Three creditors have filed a petition against John T. Brett to have him adjudged an involuntary bankrupt. Section 4b of the bankruptcy act provides that:

“Any natural person, except a wage-earner, or a person engaged chiefly in farming or the tillage of the soil, * * * owing debts to the amount of one thousand dollars, or over, may be adjudged an involuntary bankrupt.” Act July 1, 1898, e. 541, 30 Stat. 547 [U. S. Comp. St. 1901, p. 3423].

Section 59b (30 Stat. 561 [U. S. Comp. St. 1901, p. 3445]) requires that each of the creditors filing a petition must have a provable claim. The Paterson Brewing & Malting Company, another of Brett’s creditors, has demurred to the petition, and assigned as causes of demurrer, first, that there is no averment in the petition that Brett is not a wage earner or farmer; secorid, that it does not appear by the allegations in the petition that the claim of George F. Whitehead, one of the three petitioning creditors, is a “provable” claim; and, third, that no act of bankruptcy has been alleged. The third cause of demurrer was not pressed on the argument, and is understood to have been abandoned.

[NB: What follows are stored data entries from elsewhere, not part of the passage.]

PR #4391, opened 2022-09-27
Newsletter template UI updates for automation [MAILPOET-4520]

websupporter:
## Description
Updates the newsletter templates page:
* Adds MailPoet logo, which redirects to the automation editor.
* Adds Cancel button, which disconnects the current email_id in the step, so that the next time we go to the send email settings, we see "Design email" button again, instead of the "Edit email" button.
* Removes the Cancel button on the newsletter editor (discussed in [Slack](https://a8c.slack.com/archives/C0313447YBC/p1664192125708849?thread_ts=1664189210.533199&cid=C0313447YBC)) (dc94b3bdec558708fd8608a2f17e7956864668fc)
* Removes Tutorial button in editor (cbed281c427588281ed6b0ac4c90a61d5f5d9c31)
* There was a small JS error in the send email settings, where we tried to create a DOM structure like `<p><div>text</div></p>`. I fixed this in 5d090727a437a5db37b949752164d5b58159bb58

## Code review notes
In order to disconnect the email_id in the send_email settings, I created an additional $_GET parameter which will be read before the AutomationEditor renders. The basic idea is: Removing this ID is the responsibility of the Step. The Step interface therefore got a `performActions(StepData $step, array $action)`. The `?steps[<stepId>][<action>]=<value>` parameter enables us now, to target the data of specific steps and let the `Step` take care of what to do in case of an `action`.

I preferred that approach over a simple `$_GET['delete_mail']`. It seemed a bit more flexible, so that 3rd party steps might be able to perform similar actions on the editor page as well.

## QA notes
These are the things, which needs testing from my perspective:
* Did the Cancel button disappear in the editor?
* Does the cancel button actually cancel the current action, return to the automation editor and I can return to the template screen through the "Design email" button in the "send email"-step?
* Do I get redirected to the automation Editor when clicking the MailPoet logo in the top bar on the templates and the newsletter editor?
* When I create a normal newsletter: Does the logo redirect to the newsletter listing page?

## Linked PRs
https://github.com/mailpoet/mailpoet-premium/pull/627

## Linked tickets
[MAILPOET-4520]

[MAILPOET-4520]: https://mailpoet.atlassian.net/browse/MAILPOET-4520?atlOrigin=eyJpIjoiNWRkNTljNzYxNjVmNDY3MDlhMDU5Y2ZhYzA5YTRkZjUiLCJwIjoiZ2l0aHViLWNvbS1KU1cifQ

### DIFF
--- a/mailpoet/assets/js/src/automation/integrations/mailpoet/steps/send_email/edit/design_email_button.tsx
+++ b/mailpoet/assets/js/src/automation/integrations/mailpoet/steps/send_email/edit/design_email_button.tsx
@@ -49,7 +49,7 @@ export function DesignEmailButton(): JSX.Element {
   // and the workflow is saved, we can safely redirect to the email design flow.
   useEffect(() => {
     if (emailId && workflowSaved) {
-      window.location.href = `admin.php?page=mailpoet-newsletter-editor&id=${emailId}`;
+      window.location.href = `admin.php?page=mailpoet-newsletters#/template/${emailId}`;
     }
   }, [emailId, workflowSaved]);
 
--- a/mailpoet/assets/js/src/newsletters/listings/heading_steps.tsx
+++ b/mailpoet/assets/js/src/newsletters/listings/heading_steps.tsx
@@ -59,10 +59,7 @@ const getEmailSendTitle = (emailType: string): string => {
   return typeMap[emailType] || MailPoet.I18n.t('stepNameSend');
 };
 
-const tutorialIcon = (emailType: string): JSX.Element | null => {
-  if (emailType === 'automation') {
-    return null;
-  }
+function TutorialIcon(): JSX.Element {
   return (
     <div>
       <a
@@ -87,7 +84,7 @@ const tutorialIcon = (emailType: string): JSX.Element | null => {
       <span id="beamer-empty-element" />
     </div>
   );
-};
+}
 
 const stepsListingHeading = (
   step: number,
@@ -125,7 +122,7 @@ const stepsListingHeading = (
         {' '}
       </h1>
       <div className="mailpoet-flex-grow" />
-      {tutorialIcon(emailType)}
+      {emailType !== 'automation' && <TutorialIcon />}
     </div>
   );
 };
--- a/mailpoet/assets/js/src/newsletters/listings/heading_steps.tsx
+++ b/mailpoet/assets/js/src/newsletters/listings/heading_steps.tsx
@@ -59,6 +59,36 @@ const getEmailSendTitle = (emailType: string): string => {
   return typeMap[emailType] || MailPoet.I18n.t('stepNameSend');
 };
 
+const tutorialIcon = (emailType: string): JSX.Element | null => {
+  if (emailType === 'automation') {
+    return null;
+  }
+  return (
+    <div>
+      <a
+        role="button"
+        onClick={displayTutorial}
+        className="mailpoet-top-bar-beamer"
+        title={MailPoet.I18n.t('topBarTutorial')}
+        tabIndex={0}
+        onKeyDown={(event) => {
+          if (
+            ['keydown', 'keypress'].includes(event.type) &&
+            ['Enter', ' '].includes(event.key)
+          ) {
+            event.preventDefault();
+            displayTutorial();
+          }
+        }}
+      >
+        <Icon icon={video} />
+        <span>{MailPoet.I18n.t('topBarTutorial')}</span>
+      </a>
+      <span id="beamer-empty-element" />
+    </div>
+  );
+};
+
 const stepsListingHeading = (
   step: number,
   emailType: string,
@@ -80,6 +110,7 @@ const stepsListingHeading = (
       MailPoet.I18n.t('stepNameDesign'),
     ];
   }
+
   return (
     <div className="mailpoet-top-bar" data-automation-id={automationId}>
       {showMailPoetLogo && <MailPoetLogoResponsive />}
@@ -94,28 +125,7 @@ const stepsListingHeading = (
         {' '}
       </h1>
       <div className="mailpoet-flex-grow" />
-      <div>
-        <a
-          role="button"
-          onClick={displayTutorial}
-          className="mailpoet-top-bar-beamer"
-          title={MailPoet.I18n.t('topBarTutorial')}
-          tabIndex={0}
-          onKeyDown={(event) => {
-            if (
-              ['keydown', 'keypress'].includes(event.type) &&
-              ['Enter', ' '].includes(event.key)
-            ) {
-              event.preventDefault();
-              displayTutorial();
-            }
-          }}
-        >
-          <Icon icon={video} />
-          <span>{MailPoet.I18n.t('topBarTutorial')}</span>
-        </a>
-        <span id="beamer-empty-element" />
-      </div>
+      {tutorialIcon(emailType)}
     </div>
   );
 };
--- a/mailpoet/assets/js/src/newsletters/listings/heading_steps.tsx
+++ b/mailpoet/assets/js/src/newsletters/listings/heading_steps.tsx
@@ -93,8 +93,8 @@ const stepsListingHeading = (
   step: number,
   emailType: string,
   automationId: string,
-  showMailPoetLogo: boolean,
   buttons: ReactNode,
+  onLogoClick?: () => void,
 ): JSX.Element => {
   const emailTypeTitle = getEmailTypeTitle(emailType);
   let stepTitles = [
@@ -113,7 +113,7 @@ const stepsListingHeading = (
 
   return (
     <div className="mailpoet-top-bar" data-automation-id={automationId}>
-      {showMailPoetLogo && <MailPoetLogoResponsive />}
+      <MailPoetLogoResponsive onClick={onLogoClick} />
       <HideScreenOptions />
       <Steps count={stepTitles.length} current={step} titles={stepTitles} />
       {buttons && (
@@ -135,7 +135,7 @@ export interface Props {
   emailType?: string;
   automationId?: string;
   location: Location;
-  showMailPoetLogo?: boolean;
+  onLogoClick?: () => void;
   buttons?: ReactNode;
 }
 
@@ -144,17 +144,18 @@ function ListingHeadingSteps({
   emailType,
   location,
   automationId,
-  showMailPoetLogo,
   buttons,
+  onLogoClick,
 }: Props): JSX.Element {
   const stepNumber = step || mapPathToSteps(location, emailType);
+
   if (stepNumber !== null) {
     return stepsListingHeading(
       stepNumber,
       emailType,
       automationId,
-      showMailPoetLogo,
       buttons,
+      onLogoClick,
     );
   }
   return null;
--- a/mailpoet/lib/AdminPages/Pages/AutomationEditor.php
+++ b/mailpoet/lib/AdminPages/Pages/AutomationEditor.php
@@ -7,6 +7,7 @@ use MailPoet\AdminPages\PageRenderer;
 use MailPoet\Automation\Engine\Data\NextStep;
 use MailPoet\Automation\Engine\Data\Step;
 use MailPoet\Automation\Engine\Data\Workflow;
+use MailPoet\Automation\Engine\Hooks;
 use MailPoet\Automation\Engine\Registry;
 use MailPoet\Automation\Engine\Storage\WorkflowStorage;
 use MailPoet\Segments\SegmentsRepository;
@@ -45,6 +46,8 @@ class AutomationEditor {
 
   public function render() {
     $id = isset($_GET['id']) ? (int)$_GET['id'] : null;
+
+    $this->wp->doAction(Hooks::EDITOR_BEFORE_LOAD, (int)$id);
 
     $workflow = $id ? $this->workflowStorage->getWorkflow($id) : null;
     if (!$workflow) {
--- a/mailpoet/lib/Automation/Integrations/MailPoet/Hooks/AutomationEditorLoadingHooks.php
+++ b/mailpoet/lib/Automation/Integrations/MailPoet/Hooks/AutomationEditorLoadingHooks.php
@@ -60,11 +60,13 @@ class AutomationEditorLoadingHooks {
       }
 
       $this->newslettersRepository->bulkDelete([$emailId]);
+      $args = $step->getArgs();
+      unset($args['email_id']);
       $updatedStep = new Step(
         $step->getId(),
         $step->getType(),
         $step->getKey(),
-        array_merge($step->getArgs(), ['email_id' => 0]),
+        $args,
         $step->getNextSteps()
       );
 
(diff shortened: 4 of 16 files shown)


mailpoet/assets/js/src/newsletters/listings/heading_steps.tsx
```diff
@@ -59,6 +59,36 @@ const getEmailSendTitle = (emailType: string): string => {
   return typeMap[emailType] || MailPoet.I18n.t('stepNameSend');
 };
 
+const tutorialIcon = (emailType: string): JSX.Element | null => {
```
JanJakes: React component names must start with a capital letter. This is why you have to use it as `{tutorialIcon(emailType)}` instead of `<TutorialIcon ... />`.

mailpoet/lib/AdminPages/Pages/AutomationEditor.php
```diff
@@ -80,6 +84,42 @@ public function render() {
     ]);
   }
 
+  private function updateWorkflow(Workflow $workflow): Workflow {
+    $steps = $workflow->getSteps();
+
+    // Data is sanitized later.
+    // phpcs:ignore WordPress.Security.ValidatedSanitizedInput.InputNotSanitized
+    $userData = isset($_GET['steps']) ? (array)wp_unslash($_GET['steps']) : [];
```
JanJakes: We shouldn't do this inside the WP REST API. The API doesn't differentiate the methods, they are all merged, and they should not be accessed via `$_GET` and similar. Some proxies may even convert some parameters to other ones for whatever reasons. But mainly, you completely bypassed all of our schema definitions and API docs (in future).

I find having this in the API (and the `Action::performActions`) a bit strange, and if possible, I'd try to avoid doing it and also avoid extending the interface just for this very special use case. I think it's better not to handle this case for now than doing this.

If we do want to solve it, I think it would be better if the PHP code of the MailPoet integration called something like "update my action args", which could be done via a hook, for instance. Or, maybe a simpler option, the cancel button can add a MailPoet-integration-specific URL parameter, such as `mailpoet-delete-email-id=...` and the MailPoet integration JS would catch it, update the store, and save.

JanJakes (commented):
I browsed this quickly to see if there are any changes to the architecture, and I have some concerns about the email deleting, as it is done now. See my comments.

mailpoet/assets/js/src/automation/integrations/mailpoet/steps/send_email/edit/design_email_button.tsx
```diff
@@ -49,7 +49,7 @@ export function DesignEmailButton(): JSX.Element {
   // and the workflow is saved, we can safely redirect to the email design flow.
   useEffect(() => {
     if (emailId && workflowSaved) {
-      window.location.href = `admin.php?page=mailpoet-newsletter-editor&id=${emailId}`;
+      window.location.href = `admin.php?page=mailpoet-newsletters#/template/${emailId}`;
```
johnolek, line 53: This is pretty minor, but do we have a way to set a full page loading state when this button is clicked instead of only relying on the button's busy state?

[Figma loading state](https://www.figma.com/file/SAeK2GqSPbGsO7j5iQPT1j/Automations?node-id=4041%3A396229)
image

Right now the Design email button disappears as soon as the email is saved, and it's possible to click on "Edit content" until the redirect occurs, which can take a little while because I believe the separate workflow saving API call needs to complete first.

mailpoet/assets/js/src/newsletters/listings/heading_steps.tsx
```diff
@@ -94,28 +125,7 @@ const stepsListingHeading = (
...
-              displayTutorial();
-            }
-          }}
-        >
-          <Icon icon={video} />
-          <span>{MailPoet.I18n.t('topBarTutorial')}</span>
-        </a>
-        <span id="beamer-empty-element" />
-      </div>
+      {tutorialIcon(emailType)}
```
johnolek: Is there a reason you prefer this approach of creating a function to something like using a conditional inside the return, like this?

```js
      {emailType !== "automation" && (
        <div>
          <a
            role="button"
            onClick={displayTutorial}
            className="mailpoet-top-bar-beamer"
            title={MailPoet.I18n.t('topBarTutorial')}
            tabIndex={0}
            onKeyDown={(event) => {
              if (
                ['keydown', 'keypress'].includes(event.type) &&
                ['Enter', ' '].includes(event.key)
              ) {
                event.preventDefault();
                displayTutorial();
              }
            }}
          >
            <Icon icon={video} />
            <span>{MailPoet.I18n.t('topBarTutorial')}</span>
          </a>
          <span id="beamer-empty-element" />
        </div>
      )}
```

mailpoet/lib/AdminPages/Pages/AutomationEditor.php
johnolek: I agree with @JanJakes about avoiding the `performActions` changes if possible.

Another thing to consider is that users might not necessarily hit the cancel button if they want to back out. In my opinion the button is pretty easy to miss as currently designed and implemented. I think there will be users who simply use their back button, or maybe they'll get distracted and click on a completely different menu item instead of choosing a template.

Maybe we could alter the behavior of the back button to include the same URL parameters as the cancel button, or have some kind of `onunload` event to make sure we delete these newsletters, but that seems like the wrong direction to approach this from.

Now that we have an intermediate step, could we defer the actual creation of the newsletter until someone selects a template? I'm guessing that would make it much more difficult to re-use the legacy template selector since it seems like it needs a newsletter ID in its route. But in any case, it seems like we shouldn't actually save the email ID to the email step until a user has selected a template if possible.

The demurrant insists that the first two causes of demurrer deal with jurisdictional defects in the petition, and that it is beyond the power of the court to permit an amendment of the petition which shall relate back to the time when the petition was filed. The purport of the argument is that the petition is so defective in form and substance that the court acquired by it no jurisdiction of the subject-matter of the proceedings, or of the person of the alleged bankrupt. But it is not the petition that confers upon the court jurisdiction of the subject-matter. That is done by the law. Jurisdiction of the person is acquired by filing a petition, and serving a copy of it, with a subpoena, upon the alleged bankrupt. The demurrant by its demurrer necessarily admits that the petition has been filed, and the record of the case shows that a copy of the petition and the subpoena have been served on the alleged bankrupt. The court therefore has jurisdiction both of the subject-matter and the person. The petition may be dismissed for grave defects, but, though defective, it may also, under the authority of general order 11 (32 C. C. A. xiv, 89 Fed. vii), be amended, provided the petitioners shall, in their application for leave to amend, state the cause of the error in the petition, and verify the amendment in the same manner as the original petition was required to be verified.

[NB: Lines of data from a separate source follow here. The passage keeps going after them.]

PR #4393, opened 2022-09-27
Add tags tracking [MAILPOET-4583]

lysyjan:
## Description

This pull request extends tracking.

## Code review notes

_N/A_

## QA notes

New properties are visible in Mixpanel.

## Linked PRs

_N/A_

## Linked tickets

[MAILPOET-4583]

## After-merge notes

_N/A_

[MAILPOET-4583]: https://mailpoet.atlassian.net/browse/MAILPOET-4583?atlOrigin=eyJpIjoiNWRkNTljNzYxNjVmNDY3MDlhMDU5Y2ZhYzA5YTRkZjUiLCJwIjoiZ2l0aHViLWNvbS1KU1cifQ

### DIFF
--- a/mailpoet/assets/js/src/analytics.js
+++ b/mailpoet/assets/js/src/analytics.js
@@ -51,8 +51,6 @@ export function mapFilterType(filter) {
     return 'subscribed date';
   if (filterType === 'woocommerce' && action === 'totalSpent')
     return 'total spent';
-  if (filterType === 'woocommerce' && action === 'totalSpent')
-    return 'total spent';
   if (filterType === 'userRole' && action === 'wordpressRole')
     return 'WordPress user role';
   if (filterType === 'userRole' && action === 'subscriberTag')
--- a/mailpoet/assets/js/src/analytics.js
+++ b/mailpoet/assets/js/src/analytics.js
@@ -17,44 +17,69 @@ export function mapFilterType(filter) {
   const action = filter.action;
   const filterType = filter.type;
 
-  if (filterType === 'email' && action === 'machineOpensAbsoluteCount')
-    return '# of machine-opens';
-  if (filterType === 'email' && action === 'opensAbsoluteCount')
-    return '# of opens';
-  if (filterType === 'woocommerce' && action === 'numberOfOrders')
-    return '# of orders';
-  if (filterType === 'email' && action === 'clicked') return 'clicked';
-  if (filterType === 'email' && action === 'clickedAny')
-    return 'clicked any email';
-  if (filterType === 'userRole' && action === 'subscriberScore') return 'score';
-  if (filterType === 'userRole' && action === 'subscribedToList')
-    return 'subscribed to list';
-  if (filterType === 'email' && action === 'opened') return 'opened';
-  if (filterType === 'email' && action === 'machineOpened')
-    return 'machine-opened';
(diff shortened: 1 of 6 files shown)


mailpoet/assets/js/src/analytics.js
```diff
@@ -12,3 +12,51 @@ export function getTrackingData() {
...
+  if (filterType === 'woocommerce' && action === 'purchasedCategory')
+    return 'purchased in category';
+  if (filterType === 'woocommerce' && action === 'purchasedProduct')
+    return 'purchased product';
+  if (filterType === 'userRole' && action === 'subscribedDate')
+    return 'subscribed date';
+  if (filterType === 'woocommerce' && action === 'totalSpent')
+    return 'total spent';
+  if (filterType === 'woocommerce' && action === 'totalSpent')
+    return 'total spent';
```
triple0t: This part is Repeated.

```
if (filterType === 'woocommerce' && action === 'totalSpent')
    return 'total spent';
  if (filterType === 'woocommerce' && action === 'totalSpent')
    return 'total spent';
```

mailpoet/assets/js/src/analytics.js
```diff
@@ -12,3 +12,51 @@ export function getTrackingData() {
...
+    return 'subscribed to list';
+  if (filterType === 'email' && action === 'opened') return 'opened';
+  if (filterType === 'email' && action === 'machineOpened')
+    return 'machine-opened';
+  if (filterType === 'woocommerceMembership' && action === 'isMemberOf')
+    return 'is active member of';
+  if (
+    filterType === 'woocommerceSubscription' &&
+    action === 'hasActiveSubscription'
+  )
```
triple0t: I would like to believe there's a better way to handle this block of code, but my brain is too tired to think right now.

I do think it makes readability a little challenging and makes updates tricky.

A quick suggestion I may offer:

Try to align and order by the same type of `filterType`
e.g
if filterType === 'email'

Show all filterType === 'email' before showing filterType === 'userRole' or filterType === 'woocommerce'

In this case, we have filterType === 'email', filterType === 'woocommerce' then filterType === 'email' again.

triple0t (dismissed):
Looks good, @lysyjan. Well done.

I have some comments, but I don't think they are major.

You may choose to go ahead and push to QA, or you may choose to update the PR.

I'm assigning the PR back to you to make your choice.

mailpoet/assets/js/src/analytics.js
samnajian: Sorry for jumping in, in these cases I really like the pattern used for [creating reducers](https://github.com/kolodny/redux-create-reducer#readme) which is used for [NgRX reducers](https://ngrx.io/guide/store/reducers) as well, which is basically only a hash of `case => reducers functions`, it's only a suggestion and maybe too big of a change for this case!

mailpoet/assets/js/src/analytics.js
lysyjan: Thanks for this catch!

lysyjan:
@triple0t Thank you for your suggestions. I added two commits with changes. I guess the readability is better now, but I want to avoid a robust solution that mentioned @samnajian.

triple0t (approved):
Looks good 💪🏿

Aschepikov (approved):
This is verified, good job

In the Williams Case, Fed. Cas. No. 17,700, it appears that on June 22, 1874, a petition in bankruptcy was filed against Williams and McPheeters, who were partners in business, and that on June 29th they were adjudged bankrupts. After the proceedings in bankruptcy were commenced, one Ellis brought suit in a state court against the bankrupts, and Williams was arrested upon process issued in that suit.

[983]*983Thereupon he applied to the bankruptcy court for an injunction restraining Ellis from prosecuting his suit. A rule to show cause being allowed, the bankruptcy court, on the return of the rule, stayed the action. The bankrupt law then in force required that the petition should be signed by at least one-fourth of the creditors, the aggregate of whose claims should amount to not less than one-third of the provable debts. The petition was defective, in that it did not conform to these requirements of the law. It was subsequently amended, however, with the consent of the court; and, on a review of the order by the circuit judge, it was held that the court had jurisdiction of the cause notwithstanding the defect in the petition, and that the amendment of the petition related back to the commencement of the bankruptcy proceedings and gave effect to the action of the court. Accordingly the order of the District Court staying Ellis’ suit was sustained.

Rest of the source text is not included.